Pages

More on the McClellan / King GWAS essay

First, if you haven't taken a look at the comments on my previous post on this paper, go take a look. Thanks to everyone for sharing your thoughts and pointing out some of my own oversight regarding this paper.

There was one issue in particular that deserves more attention than just another comment thread. McClellan and King draw special attention to a study by Kai Wang et al (2009) Common genetic variants on 5p14.1 associate with autism spectrum disorders. Nature 459:528. A big thanks to Kai Wang for pointing out this particularly egregious misrepresentation by McClellan and the emphasis I added in my own all-too-cursory review. McClellan discuss rs4307059, reported by Wang et al. to be associated with autism, as a “particularly dramatic example of the perils of cryptic population stratification”, reasoning that the substructure is a result of large frequency differences across Europe and its fixation in Africa, when in fact the frequency of this SNP is fairly consistent across large cohorts of European ancestry: European Americans (MAF=39%), WTCCC (MAF=38%), POPRES British (MAF=39%), POPRES Spanish (MAF=37%). The extreme estimates (.21-.77) come from extremely small sample sizes (n=7 in Tuscany, MAF=75%, and n=15 in the Orcadian sample, MAF=25%). These sample sizes are way to small to estimate allele frequencies with any stability. In fact, you can see the allele frequency distribution across 51 populations here, which shows that it's quite similar across most of Europe:


Further, using the full Fst data set (which can be downloaded directly at this link), if you sort all Illumina SNPs by their variation of allele frequencies (more precisely, Fst), the SNP rs4307059 lies right in middle, so it is fairly normal for any SNP with similar MAF to display variation of allele frequencies in subpopulations in Europe or in HapMap.

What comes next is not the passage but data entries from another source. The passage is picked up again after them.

PR #153, opened 2021-12-07
added deletion use case

ckatsube:
included deletion observing and example in ApplicationDriver


src/main/java/services/servicesfactory/NotificationServiceFactory.java
```diff
@@ -70,6 +72,12 @@ public UpdateEventBoundary makeEventUpdater() {
         return innerFactory.makeEventUpdater();
     }
 
+    @Override
+    public EventDeletionBoundary makeEventDeleter() {
+        //TODO: develop notification-deletion family event deleter
```
valyippee, line 77: Can you add an issue for this? I probably can do it in the notification pr

valyippee (approved):

jenci2114 (approved):

PR #154, opened 2021-12-07
Main page gui

halfxblood:
The two data files will be deleted before merging.
Having them in this PR makes it easier for people to review.


src/main/java/gui/view/MainPageController.java
```diff
@@ -0,0 +1,159 @@
...
+    /**
+     * Method listening to updates from the {@link MainPageViewModel}.
+     * @param readers the lists of updated readers
+     */
+    private void acceptReaders(MainPageViewModel.Readers readers) {
+        updateListView(taskListView, formatTaskReaders(readers.taskReaders));
+        updateEventListView(eventListView, formatEventReaders(readers.eventReaders));
+    }
+
+    private Map<String, String> formatTaskReaders(List<TaskReader> taskReaders) {
```
JunruL, line 115: View should not interact with data gateway

src/main/java/gui/view/MainPageController.java
```diff
@@ -0,0 +1,159 @@
...
+    }
+
+    private String formatDuration(LocalDateTime localDateTime) {
+        return localDateTime.format(
+                DateTimeFormatter.ofLocalizedDateTime(
+                        FormatStyle.MEDIUM,
+                        FormatStyle.SHORT));
+    }
+
+    private Map<String, List<String>> formatEventReaders(List<EventReader> eventReaders) {
```
JunruL, line 135: Should not interact with data gateway.

src/main/java/gui/view/MainPageController.java
```diff
@@ -0,0 +1,159 @@
...
+        }
+        for (TaskReader task: taskReaders) {
+            String taskName = task.getName();
+            String deadline = formatDuration(task.getDeadline());
+            taskMap.put(taskName, deadline);
+        }
+        return taskMap;
+    }
+
+    private String formatDuration(LocalDateTime localDateTime) {
```
JunruL, line 128: In my understanding, view is just receiving something to display? So probably move the converting LocalDateTime to String to view model?

src/main/java/gui/view/MainPageController.java
```diff
@@ -0,0 +1,159 @@
...
+        updateEventListView(eventListView, formatEventReaders(this.viewModel.getRelevantEvents()));
+
+    }
+
+    /**
+     * Note: removes visibility of all previously rendered labels in the list view before flushing it out.
+     * @param listView the list view to update
+     * @param map a mapping of name and time for today's relevant items
+     */
+    private void updateListView(JFXListView<HBox> listView, Map<String, String> map) {
```
JunruL, line 61: - method name `updateTaskListView`?

- Since this is for task list, I think the parameter `JFXListView<HBox> listView` is not necessary

src/main/java/gui/view/MainPageController.java
```diff
@@ -0,0 +1,159 @@
...
+        listView.refresh();
+
+    }
+
+    /**
+     * Note: removes visibility of all previously rendered labels in the list view before flushing it out.
+     * @param eventListView the list view to update
+     * @param map a mapping of name and time for today's relevant items
+     */
+    private void updateEventListView(JFXListView<HBox> eventListView, Map<String, List<String>> map) {
```
JunruL, line 83: `eventListView` not necessary, same as above

src/main/java/gui/view/MainPageController.java
```diff
@@ -0,0 +1,159 @@
...
+        eventListView.getItems().forEach(i -> i.setVisible(false));
+        eventListView.getItems().clear();
+        for (Map.Entry<String, List<String>> eventInfo : map.entrySet()) {
+            Label eventName = new Label(eventInfo.getKey());
+            Label startTime = new Label("Start Time is " + eventInfo.getValue().get(0));
```
JunruL, line 88: Rather than display "Start Time is...     End Time is ....", I think it can just display "`SartTime` - `EndTime`"

src/main/java/gui/viewmodel/MainPageViewModel.java
```diff
@@ -0,0 +1,163 @@
...
+import java.util.List;
+import java.util.ArrayList;
+import java.util.function.Consumer;
+
+
+public class MainPageViewModel extends ViewModel implements Runnable{
+    private final ObservableTaskRepository taskRepository;
+    private final ObservableEventRepository eventRepository;
+    private final List<TaskReader> relevantTasks = new ArrayList<>();
+    private final List<EventReader> relevantEvents = new ArrayList<>();
```
JunruL, line 19: Should be `-info` instead of `-reader`. `-reader` is gateway

src/main/resources/style.css
```diff
@@ -0,0 +1,18 @@
+.title-label{
```
JunruL, line 1: Make the style name more specific since this file is under the resources folder, which organizes the whole fxml files

src/main/resources/setting.fxml
```diff
@@ -0,0 +1,68 @@
...
+<?import javafx.scene.layout.AnchorPane?>
+<?import javafx.scene.layout.HBox?>
+<?import javafx.scene.text.Font?>
+
+
+<AnchorPane maxHeight="-Infinity" maxWidth="-Infinity" minHeight="-Infinity" minWidth="-Infinity" prefHeight="800.0" prefWidth="1000.0" xmlns="http://javafx.com/javafx/17" xmlns:fx="http://javafx.com/fxml/1" fx:controller="gui.view.SettingsController">
+   <children>
+      <AnchorPane fx:id="mainBackground" layoutX="42.0" prefHeight="800.0" prefWidth="950.0" style="-fx-background-color: #E5E5E5;" AnchorPane.leftAnchor="50.0">
+         <children>
+            <HBox layoutX="130.0" layoutY="148.0" prefHeight="76.0" prefWidth="319.0" AnchorPane.leftAnchor="130.0" AnchorPane.topAnchor="148.0">
```
JunruL, line 18: Though I thought having HBox is redundant, we can still keep it.
Also I notice that your main page and setting page can fit the screen when I maximize the window (though it move to the left top corner, it's still better than other pages we have).
So if you have time, it would be good to fix that bugs for other pages

src/main/java/gui/view/MainPageController.java
```diff
@@ -0,0 +1,159 @@
...
+import javafx.fxml.Initializable;
+import javafx.scene.control.Label;
+import javafx.scene.layout.HBox;
+import javafx.scene.text.Font;
+
+import java.net.URL;
+import java.time.LocalDateTime;
+import java.time.format.DateTimeFormatter;
+import java.time.format.FormatStyle;
+import java.util.*;
```
ckatsube, line 20: change wildcard import to explicit imports

src/main/java/gui/viewmodel/MainPageViewModel.java
```diff
@@ -0,0 +1,163 @@
...
+    private final List<Consumer<Readers>> observers = new ArrayList<>();
+
+    public MainPageViewModel(ObservableTaskRepository observableTaskRepository, ObservableEventRepository observableEventRepository){
+        this.taskRepository = observableTaskRepository;
+        this.eventRepository = observableEventRepository;
+
+        observableTaskRepository.addCreationObserver(this::handleCreation);
```
ckatsube, line 26: repository binding was implemented during construction in the #149 PR. No need to do this anymore. Instead get the `TaskRequestBoundary` or whatever the return type of `serviceFactory.makeTaskGetter()` is, and use that instead of the repository.

src/main/java/gui/utility/NavigationHelper.java
```diff
@@ -117,6 +119,9 @@ public static void enterPomodoroPage(MouseEvent event) throws IOException {
      * @throws IOException if the resource file cannot be found
      */
     public static void enterSettingsPage(MouseEvent event) throws IOException {
+        FXMLLoader loader = new FXMLLoader();
+        loader.setLocation(Objects.requireNonNull(NavigationHelper.class.getResource("/setting.fxml")));
```
valyippee, line 123: can you include files related to the settings page here too?

JunruL: I asked @halfxblood  to open a new PR for setting.
I think he is working on that branch

build.gradle
```diff
@@ -31,4 +31,6 @@ test {
     testLogging {
         events "passed", "skipped", "failed"
     }
-}
\ No newline at end of file
+}
+sourceCompatibility = JavaVersion.VERSION_14
+targetCompatibility = JavaVersion.VERSION_14
```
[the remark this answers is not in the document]
ckatsube: We decided to use version 16, didn't we? also I don't think we need to specify the compatability.

src/main/java/gui/view/MainPageController.java
```diff
@@ -0,0 +1,162 @@
...
+
+            String startTime = event.getStartTime().format(
+                    DateTimeFormatter.ofLocalizedTime(
+                            FormatStyle.SHORT));
+
+            String endTime = event.getEndTime().format(
+                    DateTimeFormatter.ofLocalizedTime(
+                            FormatStyle.SHORT));
+            list.add(startTime);
+            list.add(endTime);
```
ckatsube, line 156: How about just adding the `startTime + " - "  + endTime` here instead of up in line 100 when updating the view? That way the map can just be a `Map<String, String>` and you won't have to worry about doing the `get(0)` `get(1)`

src/main/java/gui/viewmodel/MainPageViewModel.java
```diff
@@ -0,0 +1,179 @@
...
+    private final List<TaskInfo> relevantTasks = new ArrayList<>();
+    private final List<EventInfo> relevantEvents = new ArrayList<>();
+    private final List<Consumer<Infos>> observers = new ArrayList<>();
+
+    public MainPageViewModel(TodoListRequestBoundary taskGetter, CalendarEventRequestBoundary eventGetter){
+        this.taskRepository = taskGetter;
+        this.eventRepository = eventGetter;
+
+        updateRelevantTasks();
+        updateRelevantEvents();
```
ckatsube, line 36: Seems like these two are always paired together. Might be able to combine or wrap these methods together, which would also allow you to call the observer notify after update both lists instead of once after updating each list.

ckatsube (approved):

src/main/java/gui/utility/NavigationHelper.java
TheXanMan321, line 123: Does this setting page exist yet?

valyippee: it is not in this pr, but i think tahseen is still making adjustments to it

build.gradle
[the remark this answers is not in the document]
jenci2114: I had this issue where IntelliJ told me to add those lines, but if you use Java 16 as your JDK (rather than coretto-11) you shouldn't need those lines

PR #162, opened 2021-12-08
Completed Tasks have strikethrough

JunruL:


valyippee:
How do we check a task as completed?

valyippee (approved):

PR #164, opened 2021-12-08
Settings gui

halfxblood:


src/main/java/gui/GUIDriver.java
```diff
@@ -3,10 +3,7 @@
 import com.sun.source.tree.BreakTree;
 import gui.utility.InstanceMapper;
 import gui.utility.NavigationHelper;
-import gui.view.AddTaskPageController;
-import gui.view.MonthlyCalendarController;
-import gui.view.TodoListPageController;
-import gui.view.WeeklyCalendarController;
+import gui.view.*;
```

There are a few other issues pointed out in the comment thread that deserve attention. McClellan asserted, and I emphasized, that most GWAS hits do not replicate. While it's definitely true that nonreplication was a huge issue in genetic association studies in the past and in the early days of GWAS, most GWAS hits that are genome-wide significant (e.g. p<1e-8) DO replicate, and studies done with family designs, which can't be explained away by population stratification, add further evidence that many of these associations are genuine. And simply because a SNP lies outside a region with known biological function doesn't mean we should wave it off so easily. There's a nice discussion of this over at Gene Expression.